- Action item
Please copy out the entries until you have copied the line that contains "1. Running the ingress operator locally.", beginning with the first line.

Collected data
»»

PR #437, opened 2020-08-05
Bug 1866568: Removes RestMapper since DynamicRestMapper is now the pkg default

danehans:
https://github.com/kubernetes-sigs/controller-runtime/pull/554 merged to fix https://github.com/kubernetes-sigs/controller-runtime/issues/321. This PR updates the operator to use the controller-runtime `DynamicRestMapper` (default option) instead of using the internal implementation. The controller-runtime `DynamicRestMapper` was tested by:

1. Running the ingress operator locally.
2. Removing the ingresscontroller CRD and default ingresscontroller CR from the api server.
3. Recreating the the ingresscontroller CRD and the operator successfully created the default ingresscontroller CR.

/assign @Miciah @knobunc 
/cc @frobware @sgreene570


Miciah:
This is great!  Can we simplify further by deleting `pkg/util/restmapper.go` and using `apiutil.NewDynamicRESTMapper(cfg)` directly in `pkg/operator/operator.go`?

danehans:
> This is great! Can we simplify further by deleting pkg/util/restmapper.go and using apiutil.NewDynamicRESTMapper directly in pkg/operator/operator.go?

@Miciah done in commit `826c995`.

Miciah:
> > This is great! Can we simplify further by deleting pkg/util/restmapper.go and using apiutil.NewDynamicRESTMapper directly in pkg/operator/operator.go?
> 
> @Miciah done in commit `826c995`.

Thanks!  I was hoping we could collapse it down to the following:
```go
		MapperProvider: apiutil.NewDynamicRESTMapper,
```
But it looks like `apiutil.NewDynamicRESTMapper`'s variadic `opts` parameter causes a type mismatch (`cannot use apiutil.NewDynamicRESTMapper (value of type func(cfg *rest.Config, opts ...apiutil.DynamicRESTMapperOption) (meta.RESTMapper, error)) as func(c *rest.Config) (meta.RESTMapper, error) value in struct literal`).

However, it looks like the dynamic REST mapper is now the default mapper:  https://github.com/openshift/cluster-ingress-operator/blob/8aa1ce2f3fc2384f7c1688b8cc16d599f9ac89ea/vendor/sigs.k8s.io/controller-runtime/pkg/manager/manager.go#L384-L388

Any reason not to delete the designated initializer for the `MapperProvider` field entirely so we get the default?

danehans:
> Any reason not to delete the designated initializer for the MapperProvider field entirely so we get the default?

@Miciah I wasn't aware that the DynamicRestMapper is now the default. Thanks for looking into this. Commit `179dcbc` implements your feedback.

Miciah:
I love seeing all that code deleted!
/lgtm
Can we do the same cleanup in cluster-dns-operator?  It's using controller-runtime 0.6.0, which appears to have the fix.

danehans:
@Miciah thanks for making me aware that dns operator uses the same internal RestMapper implementation. https://github.com/openshift/cluster-dns-operator/pull/189 is the same PR as this for dns operator.

danehans:
```
/bin/bash: line 129: /tmp/artifacts/junit/junit_install_status.xml: No such file or directory
error: failed to execute wrapped command: exit status 1
```

^ is unrelated to this PR.

/test e2e-aws

danehans:
```
error: some steps failed:
  * could not run steps: step e2e-aws-upgrade failed: template e2e-aws-upgrade has required parameter BRANCH which is not defined
```

/test e2e-aws-upgrade

PR #439, opened 2020-08-17
Bug 1869387: Adds CNAME support to AWS DNS

danehans:
Based on guidance from AWS [docs](https://docs.aws.amazon.com/govcloud-us/latest/UserGuide/govcloud-r53.html), update AWS DNS to use the CNAME record type for the AWS GovCloud partition. All other regions continue to use the Alias record type.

««

- Exercise response
PR #437, opened 2020-08-05
Bug 1866568: Removes RestMapper since DynamicRestMapper is now the pkg default

danehans:
https://github.com/kubernetes-sigs/controller-runtime/pull/554 merged to fix https://github.com/kubernetes-sigs/controller-runtime/issues/321. This PR updates the operator to use the controller-runtime `DynamicRestMapper` (default option) instead of using the internal implementation. The controller-runtime `DynamicRestMapper` was tested by:

1. Running the ingress operator locally.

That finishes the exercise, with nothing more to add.